§ Dataset entries:
****************
PR #11492, opened 2026-08-13
fix(parakeet-cpp): enable Metal in macOS builds

### LINKED ISSUE #11491: Parakeet Metal backend builds without Metal support on macOS
## Problem

The Darwin build matrix builds `parakeet-cpp` with `BUILD_TYPE=metal`, but the
Parakeet Makefile does not pass `PARAKEET_GGML_METAL=ON` to CMake. The build
succeeds, but the resulting backend is CPU-only despite being published as a
Metal backend.

## Reproduce

On an Apple Silicon Mac:

```sh
make protogen-go
BUILD_TYPE=metal make -C backend/go/parakeet-cpp parakeet-cpp-grpc
otool -L backend/go/parakeet-cpp/libparakeet.dylib
```

The resulting library links Accelerate but does not link Metal or MetalKit.

## Fix

Add the missing Metal build mapping to `backend/go/parakeet-cpp/Makefile`:

```make
else ifeq ($(BUILD_TYPE),metal)
	CMAKE_ARGS+=-DPARAKEET_GGML_METAL=ON
```

## Result

After rebuilding, the library links Metal and MetalKit and selects the Apple M1
GPU at runtime. Using the same five-minute audio and Parakeet TDT 0.6B v3 FP16
model, transcription time dropped from 82.57 seconds to 50.18 seconds with a
byte-identical response.

fieryWaters:
## Summary

Forward `BUILD_TYPE=metal` to `PARAKEET_GGML_METAL` so the macOS Parakeet
backend is built with Metal support.

## Verification

- Built the unpatched and patched backends on an Apple M1 MacBook Air.
- Confirmed the patched library links Metal and MetalKit and selects the Apple M1 GPU.
- Transcribed the same five-minute sample in 82.57 seconds unpatched and 50.18 seconds patched.
- Confirmed both builds produced byte-identical transcription responses.
- Passed the `parakeet-cpp` Go test suite.

Fixes #11491

### DIFF
--- a/backend/go/parakeet-cpp/Makefile
+++ b/backend/go/parakeet-cpp/Makefile
@@ -49,6 +49,8 @@ else ifeq ($(BUILD_TYPE),hipblas)
 	CMAKE_ARGS+=-DPARAKEET_GGML_HIP=ON
 else ifeq ($(BUILD_TYPE),vulkan)
 	CMAKE_ARGS+=-DPARAKEET_GGML_VULKAN=ON
+else ifeq ($(BUILD_TYPE),metal)
+	CMAKE_ARGS+=-DPARAKEET_GGML_METAL=ON
 endif
 
 .PHONY: parakeet-cpp-grpc package build clean purge test all


mudler (approved):
good catch, thanks!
****************
§ Try it: Please output only the lines from the one holding "the macOS Parakeet" to the end of the records, first and last included, exactly as they appear.

§ Written solution:
Forward `BUILD_TYPE=metal` to `PARAKEET_GGML_METAL` so the macOS Parakeet
backend is built with Metal support.

## Verification

- Built the unpatched and patched backends on an Apple M1 MacBook Air.
- Confirmed the patched library links Metal and MetalKit and selects the Apple M1 GPU.
- Transcribed the same five-minute sample in 82.57 seconds unpatched and 50.18 seconds patched.
- Confirmed both builds produced byte-identical transcription responses.
- Passed the `parakeet-cpp` Go test suite.

Fixes #11491

### DIFF
--- a/backend/go/parakeet-cpp/Makefile
+++ b/backend/go/parakeet-cpp/Makefile
@@ -49,6 +49,8 @@ else ifeq ($(BUILD_TYPE),hipblas)
 	CMAKE_ARGS+=-DPARAKEET_GGML_HIP=ON
 else ifeq ($(BUILD_TYPE),vulkan)
 	CMAKE_ARGS+=-DPARAKEET_GGML_VULKAN=ON
+else ifeq ($(BUILD_TYPE),metal)
+	CMAKE_ARGS+=-DPARAKEET_GGML_METAL=ON
 endif
 
 .PHONY: parakeet-cpp-grpc package build clean purge test all


mudler (approved):
good catch, thanks!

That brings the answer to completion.